Thanks for posting the pricing. To check my understanding, if I have Shreddage II, it will cost me $50 ($20 + $30) to upgrade to S3 when the update is available - is that correct? Also, it will be the same set of samples I currently have with Shreddage II, but played with the new improved S3 engine?


----------



## EvilDragon (Oct 19, 2018)

Yes and yes!


----------



## Lode_Runner (Oct 19, 2018)

This looks great, liking the demo and glad to see Shreddage moving out of exclusively metal territory (the clean part of the demo shows broader possibilities)


Just one minor complaint - the fretboard looks really weird because it's the same width from the body to the nut, kind of makes it look like a reflection in one of those crazy fun house mirrors.


----------



## EvilDragon (Oct 19, 2018)

Lode_Runner said:


> the fretboard looks really weird because it's the same width from the body to the nut



Artistic freedom


----------



## Andrew Aversa (Oct 23, 2018)

Our new *CONSOLE modular mixer* and FX rack will debut with Shreddage 3 Stratus! Mix and blend all three pickups with 4 x 8 insert channels, 8 send channels, and 30 different FX modules to choose from (in any order you want). Includes over 30 new cab IRs recorded exclusively for Shreddage 3. Read more & listen in the blog post below:

https://impactsoundworks.com/console-modular-fx-rack-and-mixer/


----------



## ftech (Oct 24, 2018)

So, my question is; I have the original Shreddage which was offered as a bundle with Shreddage Bass through vstbuzz, and I have upgraded to v2 through ISW, I assume I would still qualify for upgrade pricing to v3?
Looking forward to it either way!


----------



## Andrew Aversa (Oct 25, 2018)

Yes, any Shreddage 2 guitars qualify for the upgrade discount to Stratus! And once we launch the S3 versions of the S2 guitars, that discount will be even higher.


----------



## neblix (Oct 26, 2018)

bill45 said:


> Redo that amazing SG from Shreddage 1
> Not many sampled SG's



I would love if we did this. Up to Andrew though.


----------



## bill45 (Oct 27, 2018)

neblix said:


> I would love if we did this. Up to Andrew though.

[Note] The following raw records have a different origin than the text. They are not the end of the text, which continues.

PR #4615, opened 2025-04-16
CLDR-18518 abstracts: work around CORS, improve logging on ui

srl295:
CLDR-18518

  - example, az-short https://st.unicode.org/cldr-apps/v#/ab/Languages_A_D/700f7be0e77ae39b had no abstract but az did
  - fix the error message on deferHelp (dbPedia extract)
  - add logError, logException, logInfo, logWarning to cldrNotify for low level datadog logging without showing a message popup (these will go to datadog)
  - cleanup some noise in initial gui load and ajax load (Browser debugger panel for network shows better information here anyway)
  - workaround CORS issue with dbpedia by adding the hostname of the request to the query, this way the cache is individual for, say, smoketest vs. production (vs local) - otherwise they aren't shareable.

ALLOW_MANY_COMMITS=true

### DIFF
--- a/tools/cldr-apps/js/src/esm/cldrDeferHelp.mjs
+++ b/tools/cldr-apps/js/src/esm/cldrDeferHelp.mjs
@@ -2,6 +2,8 @@
  * cldrDeferHelp: encapsulate code related to showing language descriptions in the Info Panel
  */
 import { marked } from "./cldrMarked.mjs";
+import * as cldrNotify from "./cldrNotify.mjs";
+
 const defaultEndpoint = "https://dbpedia.org/sparql/";
 const format = "JSON";
 const abstractLang = "en";
@@ -56,15 +58,18 @@ function subloadAbstract(resource) {
 
   // This query simply returns the abstract result for the specific resource.
   // The query is so small that browsers persistently cache the GET request.
+  //
+  // We include the hostname so that the cache is specific to this instance.
   sparqlQuery(
     `PREFIX  dbo:  <http://dbpedia.org/ontology/>
-  PREFIX foaf: <http://xmlns.com/foaf/0.1/>
-  SELECT ?abstract ?primaryTopic
-  WHERE {
-      <${resource}> dbo:abstract ?abstract .
-      <${resource}> foaf:isPrimaryTopicOf ?primaryTopic
-      FILTER langMatches(lang(?abstract), "${abstractLang}")
-  } LIMIT 1`
+PREFIX foaf: <http://xmlns.com/foaf/0.1/>
+SELECT ?abstract ?primaryTopic
+WHERE {
+    <${resource}> dbo:abstract ?abstract .
+    <${resource}> foaf:isPrimaryTopicOf ?primaryTopic
+    FILTER langMatches(lang(?abstract), "${abstractLang}")
+} LIMIT 1
+# Query from ${window.location.hostname} - cldr.unicode.org`
   ).then(
     ({ results }) => {
       let seeAlso = resource;
@@ -85,7 +90,12 @@ function subloadAbstract(resource) {
       );
     },
     (err) => {
-      absContent.text(`Err loading ${resource}: ${err}`);
+      cldrNotify.logException(err, `Loading ${resource}`);
+      absContent.text(
+        `Error: Could not load ${resource} : ${
+          err?.status || err?.message || ""
+        }`
+      );
     }
   );
 
--- a/tools/cldr-apps/js/src/esm/cldrNotify.mjs
+++ b/tools/cldr-apps/js/src/esm/cldrNotify.mjs
@@ -51,6 +51,14 @@ function open(message, description, onClick) {
   });
 }
 
+function logInfo(message, description) {
+  if (hasDataDog) {
+    datadogLogs.logger.info(message, { description });
+  } else {
+    console.log(message);
+  }
+}
+
 /**
  * Display a warning notification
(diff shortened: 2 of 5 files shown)


btangmu (approved):

tools/cldr-apps/js/src/esm/cldrDeferHelp.mjs
```diff
@@ -56,15 +58,18 @@ function subloadAbstract(resource) {
...
-      FILTER langMatches(lang(?abstract), "${abstractLang}")
-  } LIMIT 1`
+PREFIX foaf: <http://xmlns.com/foaf/0.1/>
+SELECT ?abstract ?primaryTopic
+WHERE {
+    <${resource}> dbo:abstract ?abstract .
+    <${resource}> foaf:isPrimaryTopicOf ?primaryTopic
+    FILTER langMatches(lang(?abstract), "${abstractLang}")
+} LIMIT 1
+# Query from ${window.location.hostname} - cldr.unicode.org`
```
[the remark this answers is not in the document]
srl295: > I had to study this a long time.

sorry, let's make it clearer!

>  I'm not sure if I understand it; here's my theory. The browser may cache the response to the request, keyed to the request including the query string. Including hostname in a comment in the query causes the browser to cache responses separately for each hostname (if it caches them at all). It should be safe to assume that the browser doesn't parse the query (and strip comments); only the endpoint parses it. Bypassing the cache in this way prevents CORS errors.

True, but not the entire story. The browser caches the **Cors OPTIONS query**.  What seems to be happening is that before the browser does the request, it does an OPTIONS query for that exact URL.   dbpedia "helpfully" puts whatever you put in the Referer header into their CORS allowable hosts.

however, then if smoketest vs production makes the exact same query, the CORS OPTIONS are cached (not talking about the content) and the browser says, Nope. the client is not on the allow list, so is denied. it doesn't retry the OPTIONS call, assuming its cacheable.

So yes. we break the caching so that it makes a separate OPTIONS call (invisible to you) that has the correct allow header, and it works.

A  side effect is that it does not cache the GET response either. whereas before it would have shared them (this data is cached quite aggressively). but that is a minor inconvenience.
 
> Is that right? If so I suggest expanding the comment. "We include the hostname so that the cache is specific to this instance" doesn't make it clear that the purpose is to prevent CORS errors, that it's a _browser_ cache, and that the hostname is in a _comment_ in the query. Not being familiar with sparql, I wasted some time wondering if the endpoint parses comments like "# Query from ..." and interprets them.

It's a comment. Yeah, i'll expand the description.
 
> Also, how about moving the whole query string to a named constant `abstractLangQuery` at the top of the file along with `defaultEndpoint`, `format`, and `abstractLang`? That would make the function more legible, especially given the indentation.
 
Will do.

> What's the reason for including "cldr.unicode.org"?

in case dbpedia wonders what these queries are from, since they come from clients.

tools/cldr-apps/js/src/esm/cldrDeferHelp.mjs
```diff
@@ -110,7 +96,29 @@ WHERE {
  */
 function sparqlQuery(query, endpoint) {
   endpoint = endpoint || defaultEndpoint;
-  return $.getJSON(endpoint, { query, format });
+  const url = new URL(endpoint);
+  url.searchParams.append("query", query);
+  url.searchParams.append("format", "JSON");
+  return fetch(url);
```
btangmu, line 102: I like to use `cldrAjax.doFetch` but I guess it's not appropriate for a non-unicode.org server. We might consider a new method cldrAjax for other servers. It's good to go thru a single module for http.

btangmu (dismissed):

tools/cldr-apps/js/src/esm/cldrDeferHelp.mjs
srl295: That would leak the session key! I would be fine with a generic fetch, it could even just be re-exported fetch() would that work

btangmu (approved):

tools/cldr-apps/js/src/esm/cldrNotify.mjs
```diff
@@ -51,33 +51,51 @@ function open(message, description, onClick) {
...
+ *
+ * @param {String} message the title
+ * @param {String} description the more detailed description
+ */
+function logWarning(message, description) {
+  if (hasDataDog) {
+    datadogLogs.logger.warn(message, { description });
+  } else {
+    console.warn(message);
+  }
```
btangmu, line 88: When we're testing on production or cldr-smoke or cldr-staging, it might still be helpful if warnings/errors would show up in the browser console, even if they also show up in datadog

tools/cldr-apps/js/src/esm/cldrNotify.mjs
```diff
@@ -101,12 +131,22 @@ function errorWithCallback(message, description, callback) {
...
  * @param {Object|String} e the Error that was thrown and caught
  * @param {String} context a description of where it was caught
  */
 function exception(e, context) {
+  e = logException(e, context);
+  notification.error({
+    message: "Internal error: " + e.name + " " + context,
+    description: e.message,
+    duration: NO_TIMEOUT,
+  });
```
btangmu, line 145: Just a thought for the future: we might in general have two error messages, one for ordinary users and one including "technical details", and the latter might be available by clicking a button for "technical details"

btangmu (approved):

 All right! you guys are great.I know you have a lot on your plates.I'm gonna grab SRP next time it goes on sale.Love to write with shreddage clasic. The muts in shreddage 2 are awesome


----------



## Rey (Oct 28, 2018)

hi @zircon_st . I would like to ask do you provide guitar fx( or sound presets) such as funk( in the second demo) in shreddage 3? or do I have to rely to other vst for sound effects such as amplitube?(which im confused of how to use). Im not a guitarist irl. But need some lead and rhythm guitar sounds for my music. Thanks!


----------



## EvilDragon (Oct 29, 2018)

Yes, there are some tone presets coming with S3. But of course you are also free to completely bypass them and use 3rd party VSTs.


----------



## Rey (Oct 29, 2018)

EvilDragon said:


> Yes, there are some tone presets coming with S3. But of course you are also free to completely bypass them and use 3rd party VSTs.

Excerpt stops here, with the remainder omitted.